BEGIN

PR #20, opened 2017-10-15
Feature/reactor 156

killthrush:
### Description
Implement v1 of the discovery curate function.  It is hooked up to
dynamodb streams and will execute when the Resource Tracking table
changes.

Specifically, it will:
* Send INSERT records to various plugins based on service type. If the
  service type is not supported (no plugin exists), then the resource
  record is set to 'not_supported' until it expires.
* Add REMOVE records back to the tracking table, i.e. "refreshing"
  older records whose TTL has expired (or have been removed manually).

END

THE PROBLEM
Print exactly the lines above, starting at the line that contains "### Description" and ending with the last line of the records, both included.

SOLUTION FOR THIS PROBLEM
### Description
Implement v1 of the discovery curate function.  It is hooked up to
dynamodb streams and will execute when the Resource Tracking table
changes.

Specifically, it will:
* Send INSERT records to various plugins based on service type. If the
  service type is not supported (no plugin exists), then the resource
  record is set to 'not_supported' until it expires.
* Add REMOVE records back to the tracking table, i.e. "refreshing"
  older records whose TTL has expired (or have been removed manually).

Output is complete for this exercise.